I haven't gotten my puppy yet, but my final three names are all in this list lol.


----------



## Allie (Nov 30, 2008)

Bailey is an old family name for us - it wasn't chosen lightly - that being said - we like people names for dogs. 
Although Puck was in the running for a name for our new pup!


Sent from Petguide.com Free App


----------



## Vinnie's Mom (Jun 9, 2012)

I have the only Vinnie I know of on this forum.


Sent from Petguide.com Free App


----------



## Jamm (Mar 28, 2010)

Nope, Neither of mine are on this list. Also the ones I have for future pups aren't on here either.


----------



## KatieBlue'sMidnightSky (Feb 22, 2011)

Ugh! Yes ~ our girl is Bella. It was our son's turn to name a dog, and that was what he picked. I tried to throw out more interesting names, but nope! Fine, Bella it is. Really got tired of people saying or asking if we named her after the vampire movie character. NO! lol! My son just liked that name.

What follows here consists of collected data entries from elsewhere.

Issue #709, opened 2026-07-01
feat: sym etc find-file -- locate files by name/role across repos


ssilvius:
## Goal

`legion sym etc find-file` -- locate files by name or role across all watched repos, from the
inventory (the find-file shape, 20+ bypasses: "locate the huttspawn checkout", "which repo owns X").

### Interface
```rust
// legion sym etc find-file <name-or-glob> [--repo] [--role <config|test|doc|entry>] [--json]
pub fn find_file(query: &str, repo: Option<&str>, role: Option<Role>) -> Result<Vec<FileInventoryEntry>>;
```

### Behavior
- Queries `Database::list_file_inventory` (E1) by basename / glob across repos (cross-repo default).
- Optional `--role` maps to heuristics over path/name/ext (config, test, doc, entrypoint).
- `--json` structured; each hit carries its repo + path so cross-repo answers are unambiguous.

### Error Handling
- No match => explicit empty-with-hint, not a bare empty list on stdout.

## Out of Scope
- Content search (E3). May reuse E2's query layer rather than duplicate it.

## File Locations
- Implementation: `src/cli/index_cmd.rs` + `src/db/inventory.rs`
- Tests: `#[cfg(test)]` in `src/db/inventory.rs`

## Dev Workflow
1. Build (tests; cargo test / clippy -D warnings / fmt --check). 2. `/simplify`. 3. `/review-pr`. 4. Fix. 5. PR referencing this issue.

### Rust Rules
No `unwrap()` in prod, no `unsafe`, no emoji, clippy -D warnings clean, fmt clean, thiserror errors.

## Done When
- [ ] `legion sym etc find-file components.json` finds it across repos, tagged by repo
- [ ] `--role config` surfaces config files; `--repo` scopes
- [ ] Tests pass; simplify + review done; PR linked

**Complete when:** an agent can find a file by name/role across repos without `find` or knowing the checkout path.

## Context
- Epic: #704. Depends on #705 (inventory). Design: 019eadca.

Issue #706, opened 2026-07-01
feat: sym tree -- structured cross-repo build-tree query


ssilvius:
## Goal

**`legion sym tree` -- a STRUCTURED, cross-repo view of the file inventory (the build-tree shape). The sanctioned replacement for `find` / `ls -R` / `tree` / throwaway `os.walk` python.**

Structured JSON is the point: agents reach for python because `Glob` returns a flat path list, not objects.

### Interface
```rust
// src/cli/index_cmd.rs -- new SymAction variant
Tree {
    #[arg(long)] repo: Option<String>,   // omitted = all watched repos (watch.toml)
    #[arg(long)] ext: Option<String>,    // filter by extension
    #[arg(long)] under: Option<String>,  // subtree prefix
    #[arg(long)] depth: Option<u32>,     // max depth
    #[arg(long)] json: bool,
}
```

### Behavior
- Queries `Database::list_file_inventory` (E1 #705) -- no filesystem walk at query time.
- `--repo` omitted means cross-repo over every repo in `watch.toml`; each entry carries its repo.
- `--ext` / `--under` / `--depth` filter server-side so the agent gets exactly the slice.
- `--json` emits structured entries `{repo, path, ext, lang, size, symbol_count}`; default is a
  compact human table (mirrors `run_sym_list`'s output style, `src/cli/index_cmd.rs:157`).
- Empty/uncovered repo produces an explicit "no inventory; run `legion index <repo>`" message,
  not silence.
- Telemetry: record every invocation (filters used, result count) via `src/telemetry.rs`.
  Zero-result rate is the epic's PRIMARY success metric, instrumented from day one (moved up
  from E9 -- raw bypass counts alone cannot distinguish "agents do not use it" from "they use
  it and it fails them").

### Error Handling
- Unknown repo / not in watch.toml returns a clear `LegionError` with the fix hint.

## Out of Scope

- Full-text content (E3 #707) and by-name/role find-file (E5 #709, may reuse this query layer).

## File Locations

- Implementation: `src/cli/index_cmd.rs` (SymAction variant + handler), query via `src/db/inventory.rs`
- Tests: `#[cfg(test)]` in `src/db/inventory.rs` / handler tests

## Dev Workflow

Each step is mandatory. Do not skip steps or combine them.

1. **Build** -- Implement the feature. Write tests alongside code. Run `cargo test`, `cargo clippy -- -D warnings`, `cargo fmt -- --check`. All must pass.
[...]

PR #718, opened 2026-07-02
feat(#705): file-inventory table populated by a gitignore-aware walk on legion index

### LINKED ISSUE #705: feat: file-inventory table populated by the index-build walk

ssilvius:
## Summary

Implements #705: a `file_inventory` table populated on every `legion index` run -- one row
per non-ignored file in the watched repo, pruned when files disappear. This is the always-
fresh structured substrate that `sym tree` (#706) and `sym etc find-file` (#709) will query.
New `src/inventory.rs` (gitignore-aware walk + ext-to-lang mapping) and `src/db/inventory.rs`
(DDL + upsert/list/prune), wired into `handle_index` after -- and independent of -- the SCIP
loop, which docs-only repos now skip instead of erroring.

### 1. Inventory populated for a real repo on legion index, one row per non-ignored file

`inventory::walk_repo` drives an `ignore::WalkBuilder` over the workdir (require_git(false),
hidden(false), explicit `.git` filter_entry) and returns one FileInventoryEntry per file;
`handle_index` upserts the batch in one transaction and logs the count. Dotfiles like
`.github/workflows/ci.yml` are included -- the pre-commit review caught that WalkBuilder's
hidden(true) default silently excluded them, fixed with a pinning test (dotfiles_are_included).
Evidence: tests walk_produces_one_row_per_file, dotfiles_are_included,
gitignored_files_are_excluded (src/inventory.rs).

### 2. Non-SCIP files present with lang = None, per-file lang from ext mapping

Per-file `lang` comes from the new `lang_for_ext` (src/inventory.rs:22), a flat ext-to-SCIP-tag
map -- NOT from `detect_languages`, which is repo-level marker sniffing and cannot classify
individual files. `.sh`/`.md`/`.toml`/`.yaml`/`.css` all return None and land as inventory rows
with lang NULL.
Evidence: tests sh_and_md_have_no_lang, lang_for_ext_unknown_returns_none.

### 3. Docs-only repo gets a populated inventory instead of an error

`handle_index` previously hard-errored when `detect_languages` returned empty; the guard is now
an eprintln + skip of the SCIP block only, and the inventory walk runs unconditionally after it.
The "markers present but every indexer failed" case still hard-errors inside the else arm, so
the relaxation does not swallow real indexing failures.
Evidence: test docs_only_repo_produces_inventory; the restructured guard in
src/cli/index_cmd.rs handle_index.

### 4. Re-index is idempotent; deleted files are pruned

Upsert is keyed ON CONFLICT(repo, path) DO UPDATE, so re-running mutates metadata in place.
After each walk, `prune_file_inventory` deletes rows whose path is absent from the live set --
via a temp table rather than NOT IN (?,...), specifically to dodge SQLite's bound-variable
limit on large repos. During review, the branch's original claim that the ignore crate skips
`.git/` by itself was empirically DISPROVEN (a regression test showed .git/objects entering
the walk once hidden(false) is set); fixed with an explicit filter_entry in commit
"fix(#705): exclude .git explicitly", test git_dir_is_excluded_even_with_hidden_false.
Evidence: db tests in src/db/inventory.rs covering upsert-idempotence and prune; test
git_dir_is_excluded_even_with_hidden_false.

### 5. Tests pass; simplify + review done; PR linked

1175 unit tests pass (18 in inventory modules) with clippy -D warnings and fmt clean. The 4
failing integration tests in tests/integration/worksource_pr.rs are the pre-existing 1Password
signing environment issue, identical on main. Simplify gate recorded clean on HEAD
(019f2088-983b, 1 finding: the .git exclusion, fixed in-branch).

## Not done

- `symbol_count` population from SCIP blobs -- deferred to E6/E7 per the issue's Out of Scope;
  every row lands with symbol_count = 0.
- The read API (`list_file_inventory` / `InventoryFilter`) ships #[allow(dead_code)]-gated:
  its consumers are #706 (sym tree) and #709 (find-file), which remove the gate.
- No incremental single-file inventory update on `legion index --file` -- the full walk is
  cheap (one readdir pass) and runs on the existing repo-level path; per-file incrementalism
  can follow if telemetry shows index latency pain.

Closes #705.

### DIFF
--- a/Cargo.lock
+++ b/Cargo.lock
@@ -260,6 +260,16 @@ dependencies = [
 ]
 
 [[package]]
+name = "bstr"
+version = "1.12.3"
+source = "registry+https://github.com/rust-lang/crates.io-index"
+checksum = "5cee35f73844aa3014bb606320a6c1f010249dbdf43342fe54b5a4f6a8ed4b79"
+dependencies = [
+ "memchr",
+ "serde_core",
+]
+
+[[package]]
 name = "bumpalo"
 version = "3.20.2"
 source = "registry+https://github.com/rust-lang/crates.io-index"
@@ -978,6 +988,19 @@ dependencies = [
 ]
 
 [[package]]
+name = "globset"
+version = "0.4.18"
+source = "registry+https://github.com/rust-lang/crates.io-index"
+checksum = "52dfc19153a48bde0cbd630453615c8151bce3a5adfac7a0aebfbf0a1e1f57e3"
+dependencies = [
+ "aho-corasick",
+ "bstr",
+ "log",
+ "regex-automata",
+ "regex-syntax",
+]
+
+[[package]]
 name = "h2"
 version = "0.4.13"
 source = "registry+https://github.com/rust-lang/crates.io-index"
@@ -1357,6 +1380,22 @@ dependencies = [
 ]
 
 [[package]]
+name = "ignore"
+version = "0.4.27"
+source = "registry+https://github.com/rust-lang/crates.io-index"
+checksum = "fe112b004901c62c2faa11f4f75e9864e0cc5af8da71c9115d184a3aa888749f"
+dependencies = [
+ "crossbeam-deque",
+ "globset",
+ "log",
+ "memchr",
+ "regex-automata",
+ "same-file",
+ "walkdir",
+ "winapi-util",
+]
+
+[[package]]
 name = "indexmap"
 version = "2.13.0"
 source = "registry+https://github.com/rust-lang/crates.io-index"
@@ -1483,6 +1522,7 @@ dependencies = [
  "dirs 5.0.1",
  "hex",
  "hostname",
+ "ignore",
  "libc",
  "mime_guess",
  "model2vec-rs",
--- a/Cargo.toml
+++ b/Cargo.toml
@@ -46,6 +46,10 @@ hostname = "0.4"
 # on Windows.
 portable-pty = "0.9"
 
+# File inventory walk (#705): gitignore-aware recursive walk over watched
+# workdirs. The same crate powers the ripgrep engine used by find-content.
+ignore = "0.4"
+
 # libc pulls in only on unix for killpg in call_plugin_inner's timeout arm.
 # Must stay AFTER all platform-independent deps -- TOML tables consume
 # every key until the next header, so listing it mid-file would leak the
--- a/src/cli/index_cmd.rs
+++ b/src/cli/index_cmd.rs
@@ -967,7 +967,7 @@ pub(crate) fn handle_index(
     // independent of SCIP outcomes -- including the all-indexers-failed hard
     // error below, which must not leave the inventory stale (#705 review).
     let outcome = inventory::walk_repo(&repo, &repo_path);
-    let live_paths: Vec<String> = outcome.entries.iter().map(|e| e.path.clone()).collect();
+    let live_paths: Vec<&str> = outcome.entries.iter().map(|e| e.path.as_str()).collect();
     database.upsert_file_inventory(&outcome.entries)?;
     // Prune only on a complete walk: with walk errors the entry set may be
     // missing files that still exist, and evicting their rows would let a
--- a/src/cli/index_cmd.rs
+++ b/src/cli/index_cmd.rs
@@ -946,6 +946,19 @@ pub(crate) fn handle_index(
     };
     let repo_path = std::path::PathBuf::from(&entry.workdir);
 
+    // A missing workdir must fail BEFORE the walk: walk_repo on a vanished
+    // root returns an empty entry set, and pruning against it would delete
+    // every inventory row for the repo -- a transient mount failure (watched
+    // workdirs live on external volumes) silently destroying derived state
+    // (#718 review).
+    if !repo_path.is_dir() {
+        return Err(error::LegionError::WatchConfig(format!(
+            "workdir {} for repo '{repo}' does not exist or is not a directory -- \
+             refusing to index (an unmounted volume must not wipe the inventory)",
+            repo_path.display()
+        )));
+    }
+
     let langs = scip::detect_languages(&repo_path);
     let database = open_db()?;
 
@@ -974,6 +987,8 @@ pub(crate) fn handle_index(
         );
     } else {
         let mut indexed: u32 = 0;
+        let mut symbol_counts: std::collections::HashMap<String, u32> =
+            std::collections::HashMap::new();
         for lang in &langs {
             let blob = match scip::run_indexer(lang, &repo_path) {
                 Ok(b) => b,
@@ -998,12 +1013,28 @@ pub(crate) fn handle_index(
             database.upsert_scip_index(&index)?;
             eprintln!("[legion] indexed {repo} ({lang}): {bytes_len} bytes, hash {hash_prefix}");
             indexed += 1;
+            // Per-file symbol counts for the inventory (#705): a blob this
+            // run just built failing to parse is not fatal to indexing, but
+            // it must be loud -- counts silently stuck at 0 would misreport
+            // every SCIP-covered file.
+            match sym::symbol_counts_per_file(&index.blob) {
+                Ok(counts) => symbol_counts.extend(counts),
+                Err(e) => {
+                    eprintln!(
+                        "[legion] per-file symbol counts unavailable for {repo} ({lang}): {e}"
+                    )
+                }
+            }
         }
         if indexed == 0 {
             return Err(error::LegionError::WatchConfig(format!(
                 "no language indexed for {repo} -- every detected language ({}) failed; see warnings above",
                 langs.join(", ")
             )));
+        }
+        if !symbol_counts.is_empty() {
+            let updated = database.update_file_symbol_counts(&repo, &symbol_counts)?;
+            eprintln!("[legion] symbol counts applied to {updated} inventoried files for {repo}");
         }
     }
 
--- a/src/cli/index_cmd.rs
+++ b/src/cli/index_cmd.rs
@@ -998,6 +998,7 @@ pub(crate) fn handle_index(
         );
     } else {
         let mut indexed: u32 = 0;
+        let mut counts_available = false;
         let mut symbol_counts: std::collections::HashMap<String, u32> =
             std::collections::HashMap::new();
         for lang in &langs {
@@ -1029,7 +1030,10 @@ pub(crate) fn handle_index(
             // it must be loud -- counts silently stuck at 0 would misreport
             // every SCIP-covered file.
             match sym::symbol_counts_per_file(&index.blob) {
-                Ok(counts) => symbol_counts.extend(counts),
+                Ok(counts) => {
+                    counts_available = true;
+                    symbol_counts.extend(counts);
+                }
                 Err(e) => {
                     eprintln!(
                         "[legion] per-file symbol counts unavailable for {repo} ({lang}): {e}"
@@ -1043,7 +1047,12 @@ pub(crate) fn handle_index(
                 langs.join(", ")
             )));
         }
-        if !symbol_counts.is_empty() {
+        // Gate on parse success, not on non-empty counts: a blob that parsed
+        // but yielded zero definitions (the repo's last definition was
+        // deleted) must still run the enrich pass so its reset clears the
+        // now-stale counts. A parse FAILURE skips the pass entirely,
+        // preserving prior enrichment.
+        if counts_available {
             let updated = database.update_file_symbol_counts(&repo, &symbol_counts)?;
             eprintln!("[legion] symbol counts applied to {updated} inventoried files for {repo}");
         }
--- a/src/cli/index_cmd.rs
+++ b/src/cli/index_cmd.rs
@@ -7,7 +7,7 @@ use clap::Subcommand;
 
 use crate::cli::datadir::data_dir;
 use crate::cli::util::{open_db, open_db_and_index};
-use crate::{db, error, scip, sym, watch};
+use crate::{db, error, inventory, scip, sym, watch};
 
 #[derive(Subcommand)]
 pub(crate) enum SymAction {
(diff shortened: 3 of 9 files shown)


ssilvius (commented):
/legion-review result: changes_requested (gate 019f20a5-842c on HEAD 12abd7e; posted as comment -- shared identity blocks formal request-changes on own PR). Four dimensions fanned out (spec, correctness, quality, security); 9 candidate findings, each adversarially verified; 2 refuted, 7 survive (3 HIGH, 1 MED, 4 LOW).

HIGH 1 -- symbol_count spec gap (src/inventory.rs:100). Issue #705's Behavior section requires "symbol_count from the SCIP blob where one exists, else 0". Every row is written 0 unconditionally, and the Out-of-Scope bullet the PR body cites covers only NON-SCIP formats (E6/E7 = oxc/lightningcss); .rs/.ts/.py files whose blob was just built in the same handle_index call are inside the spec. Fix: extract per-file symbol counts from the freshly built blob(s), or get the issue re-scoped before merge.

HIGH 2 -- missing workdir wipes the inventory (src/inventory.rs:63-79 + src/db/inventory.rs:168-175). A missing or unmounted workdir (they live on /Volumes mounts) makes walk_repo log the root error and return an EMPTY vec; handle_index then feeds empty live_paths to prune, whose empty branch deletes every row for the repo. Empirically confirmed. Fix: guard repo_path existence in handle_index before the walk (loud WatchConfig error), so a transient mount failure cannot silently destroy derived state.

HIGH 3 -- doc contradicts code (src/inventory.rs:59-62 vs 100-103). The walk_repo doc says the mtime fallback to now() "is logged at the site in that event"; the unwrap_or_else has no logging. Add the log or fix the doc.

MED -- the docs-only gate relaxation (the headline behavior change) has no CLI-level test. tests/integration/index_telemetry.rs already contains a full legion-index harness (watch.toml + fixture repo); a markerless-fixture variant asserting the new stderr lines covers it.

LOW (fix-if-cheap, non-blocking): sh_and_md_have_no_lang lacks a len assert (vacuous if the walk regresses); no symlink-exclusion pinning test; upsert+prune non-atomic (self-heals next run); to_string_lossy PK collision on non-UTF-8 names (macOS APFS makes this near-impossible; precedent at src/watch/config.rs:446).

Refuted (for the record): large-N prune test (the temp-table DELETE binds one param regardless of N -- structurally cannot hit the 999 limit); symlink drop as a correctness defect (correct-by-design, inline-documented).

Fixes are being applied on the branch; re-review will re-gate the new HEAD.

ssilvius (commented):
## Rust-lane review (smugglr) -- reviewed at local tip 0bdfcb7

Note: remote head is 12abd7e; this review covers the three newer local commits too (5e159e4, f8e44e3, 0bdfcb7 -- the docs-only CLI test, inventory-before-SCIP, symbol counts + missing-workdir guard). Verified locally on 0bdfcb7: full suite green (1177 lib + 197 integration), `cargo clippy --all-targets` clean. `unchecked_transaction` in the new db module matches the established db-layer convention (12 existing call sites).

### MED -- fix before merge: an unreadable workdir root still wipes the inventory

Empirically reproduced against the 0bdfcb7 binary: a workdir that **exists but cannot be read** (chmod 000 on the root -- the shape of a permission-mangled external-volume remount, or a Linux-style mount point that is present but empty/unreadable) passes the new `is_dir()` guard, `walk_repo` eprintlns one walk error and returns an empty vec, and the prune pass deletes every row:

```
[legion] inventory walk error (skipped): ...: Permission denied (os error 13)
[legion] inventoried 0 files for proberepo (2 stale rows pruned)
exit=0
```

That is the exact failure mode the missing-workdir guard (0bdfcb7) was added to prevent -- a transient mount/permission failure silently destroying derived state, with exit 0. The guard has a hole for root-level IO errors.

Suggested fix mirrors what #719 already does in its twin walk: a root-level walk error is distinguishable via `ignore::Error::depth() == Some(0)` (see `src/etc.rs` `failed_repos` handling). Make `walk_repo` return `Result` and fail on a depth-0 error, or at minimum refuse to prune when the walk errored and produced zero entries.

### LOW (non-blocking)

1. **symbol_count zeroing on failed SCIP runs.** Every walk entry carries `symbol_count: 0` and the upsert's `DO UPDATE SET symbol_count = excluded.symbol_count` overwrites unconditionally; the enrich pass runs only after successful indexing. A machine whose scip indexer is missing/broken zeroes every count on each failed run -- silently wrong (0 is a meaningful value: "no SCIP coverage") until the next successful index. Consider doing the reset inside the update pass instead (zero the rows NOT present in `counts`, only when `indexed > 0`): a failed SCIP run then degrades to stale counts rather than false zeros, and the self-heal for files that drop out of the blob is preserved.
2. **Redundant index.** `idx_file_inventory_repo` duplicates the prefix of the `PRIMARY KEY (repo, path)` autoindex; repo-only lookups are already served. `idx_file_inventory_repo_ext` is fine.
3. **Backslash mangling on unix.** `inventory.rs` `.replace('\\', "/")` turns a unix filename that legitimately contains a backslash into a phantom subdirectory path. Gate to `cfg(windows)` or build the rel path from `components()`.
4. **Reproducibility doc claim vs WalkBuilder defaults.** `parents` (reads .gitignore in directories ABOVE the repo root -- machine-layout dependent) and `git_exclude` (`.git/info/exclude` -- per-checkout local) both default ON; `git_global(false)` alone does not deliver the doc's "reproducible across machines" claim. Set `parents(false)` and decide `git_exclude` deliberately, or soften the doc.
5. **Prune is three statements, not one transaction.** Temp-table clear, insert-tx, then the DELETE each run separately; a crash between the insert commit and the DELETE leaves stale rows until the next index (self-heals, no corruption). Temp-table DDL is transactional in SQLite, so the whole prune could be one tx for free.

### Merge-collision heads-up (for whoever merges second)

#718 and #719 collide textually: `Cargo.toml` (both add `ignore = "0.4"` at the same spot), `src/main.rs` (adjacent `mod` lines), and `src/cli/index_cmd.rs` (this PR rewrites `handle_index`; #719 touches the same lines, including the old `langs.is_empty()` error arm). Resolution must keep this PR's restructured `handle_index`.

**Verdict: changes requested on the MED (posted as comment -- same-account formal review blocked); everything else non-blocking.**

ssilvius:
UPDATED PR BODY (supersedes the description above; the branch gained review-fix commits and a history rewrite for authorship repair -- see #723):

## Summary

Implements #705: a `file_inventory` table populated on every `legion index` run -- one row
per non-ignored file in the watched repo, pruned when files disappear. This is the always-
fresh structured substrate that `sym tree` (#706) and `sym etc find-file` (#709) will query.
New `src/inventory.rs` (gitignore-aware walk + ext-to-lang mapping) and `src/db/inventory.rs`
(DDL + upsert/list/prune), wired into `handle_index` after -- and independent of -- the SCIP
loop, which docs-only repos now skip instead of erroring.

## Acceptance criteria mapping

### 1. Inventory populated for a real repo on legion index, one row per non-ignored file

`inventory::walk_repo` drives an `ignore::WalkBuilder` over the workdir (require_git(false),
hidden(false), explicit `.git` filter_entry) and returns one FileInventoryEntry per file;
`handle_index` upserts the batch in one transaction and logs the count. Dotfiles like
`.github/workflows/ci.yml` are included -- the pre-commit review caught that WalkBuilder's
hidden(true) default silently excluded them, fixed with a pinning test (dotfiles_are_included).
Evidence: tests walk_produces_one_row_per_file, dotfiles_are_included,
gitignored_files_are_excluded (src/inventory.rs).

### 2. Non-SCIP files present with lang = None, per-file lang from ext mapping

Per-file `lang` comes from the new `lang_for_ext` (src/inventory.rs:22), a flat ext-to-SCIP-tag
map -- NOT from `detect_languages`, which is repo-level marker sniffing and cannot classify
individual files. `.sh`/`.md`/`.toml`/`.yaml`/`.css` all return None and land as inventory rows
with lang NULL.
Evidence: tests sh_and_md_have_no_lang, lang_for_ext_unknown_returns_none.

### 3. Docs-only repo gets a populated inventory instead of an error

`handle_index` previously hard-errored when `detect_languages` returned empty; the guard is now
an eprintln + skip of the SCIP block only, and the inventory walk runs unconditionally BEFORE
it (reordered during review: the old placement let the all-indexers-failed hard error skip the
inventory, contradicting this PR's own independence claim). The "markers present but every
indexer failed" case still hard-errors, with its inventory already current. The exit-code
contract flip is pinned at the CLI boundary by a real integration test through the binary --
added after review correctly flagged that the walk-level unit test could not cover it.
Evidence: integration test index_docs_only_repo_succeeds_and_inventories
(tests/integration/index_telemetry.rs); unit test docs_only_repo_produces_inventory
(walk level).

### 4. Re-index is idempotent; deleted files are pruned

Upsert is keyed ON CONFLICT(repo, path) DO UPDATE (one prepared statement, one transaction),
deliberately NOT overwriting symbol_count -- that column is owned by the enrich pass
(`update_file_symbol_counts`, reset+apply in one transaction) so a failed SCIP run cannot zero
prior enrichment and a deleted-last-definition file cannot keep a stale count. After each walk,
`prune_file_inventory` deletes rows absent from the live set -- via a temp table to dodge
SQLite's bound-variable limit -- and the prune is GATED on a clean walk: `walk_repo` returns
`WalkOutcome{entries, walk_errors}` and a partial walk (unreadable root, transient IO) refuses
eviction instead of wiping the table with exit 0, the data-loss bug smugglr's review reproduced
empirically. Two review discoveries are pinned by regression tests: the ignore crate does NOT
skip `.git/` once hidden(false) is set (git_dir_is_excluded_even_with_hidden_false), and the
unreadable-workdir prune refusal (index_unreadable_workdir_skips_prune_instead_of_wiping_inventory).
Evidence: db tests in src/db/inventory.rs; the two named regression tests.

### 5. Tests pass; simplify + review done; PR linked

1180 unit tests pass plus the CLI integration tests, clippy -D warnings and fmt clean. Review
ran the full four-dimension + adversarial-refuter pipeline plus smugglr's Rust lane; every
surviving finding landed in-branch: inventory-before-SCIP ordering, docs-only CLI integration
test, walk-errors prune gating (smugglr's reproduced wipe bug), symbol_count column ownership
with parse-success gating, prepared-statement upsert, dropped redundant index, borrowed prune
paths, mtime doc accuracy, symlink pinning test, strengthened mutation-visibility test.
Follow-ups filed rather than scope-crept: #721 (repo-wide busy_timeout), #722 (per-repo index
lock for the prune race -- land before/with #706 when the table gains readers), #723 (test
fixtures poisoning the real .git/config, discovered live this session).

## Not done

- `symbol_count` population from SCIP blobs -- deferred to E6/E7 per the issue's Out of Scope;
  every row lands with symbol_count = 0.
- The read API (`list_file_inventory` / `InventoryFilter`) ships #[allow(dead_code)]-gated:
  its consumers are #706 (sym tree) and #709 (find-file), which remove the gate.
- No incremental single-file inventory update on `legion index --file` -- the full walk is
  cheap (one readdir pass) and runs on the existing repo-level path; per-file incrementalism
  can follow if telemetry shows index latency pain.

Closes #705.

Our next puppy WILL be named by me!  Well....we'll probably take a vote like we did this time (I was won out by my son and hubby). But I will make the final say this time!


----------



## KatieBlue'sMidnightSky (Feb 22, 2011)

Allie said:


> Bailey is an old family name for us - it wasn't chosen lightly - that being said - we like people names for dogs.
> Although Puck was in the running for a name for our new pup!
> 
> 
> Sent from Petguide.com Free App


My best friend and her family named their Black Lab puppy Puck ~ so fitting! Her hubby and both their girls play hockey.....they live in Wi, on the MN border ~ need I say more?


----------



## spruce (Mar 13, 2008)

Vinnie's Mom said:


> I have the only Vinnie I know of on this forum.
> 
> 
> for now!!! that's been a top "next dog name" since before your little Vinnie was born! and my husband actually likes it, too!!
> ...


----------



## Jingers mom (Feb 10, 2012)

Not on the list... We have Noah, Jinger, and Riley


Sent from Petguide.com Free App


----------



## tippykayak (Oct 27, 2008)

We're not on the list this year, but those are some great puppy names!


----------